Integrated education is not the only route to greater mixing

This nine year study of behaviour in integrated and segregated achools by University of Ulster psychologists is more than a statement of the bleedin’ obvious. I hope it provokes an open debate among all responsible people, frustrated by the persistent failure of the end of the Troubles to blunt sectarian edges. Only 6% attend the integrated sector. But closer mixing can help relationships in the other sectors where however “teachers in mixed schools in Northern Ireland can find it difficult to build a school ethos or challenge segregated attitudes”. Lead researcher Maurice Stringer, the psychology professor at the University of Ulster in Coleraine said:

teachers in mixed schools in Northern Ireland can find it difficult to build a school ethos or challenge segregated attitudes. But, he said, the results of the study suggest that simply allowing children to mix and become friends in a supportive school environment is enough to produce change…
“What we found is if you have structured activities in schools organised by a teacher, they don’t have the same impact,” he said. “So we went back and asked the children why. It turned out that when children are creating a friendship, it’s important that they did it by themselves, such as choosing who to sit next to in the cafeteria. Teachers would be better off just facilitating contact rather than structuring things.”

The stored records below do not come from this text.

PR #1798, opened 2024-09-27
[networking]: use rules.ProtocolAny for "any" secgroup protocol

kayrus:
cosmetic change. use `rules.ProtocolAny` instead of empty string.


kayrus:
linter suggests to keep this as is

This non-ideological approach should encourage educational reformers of many kinds who accept it’s unrealistic to call for the dismantling of the entire education system in order to promote greater mixing. Prof Stringer has long been a strong evidence-based advocate of an education system that actively promotes greater mixing and the aims of the shamefully abandoned Shared Future programme. We’ll never scale down sectariansim without it, or something like it.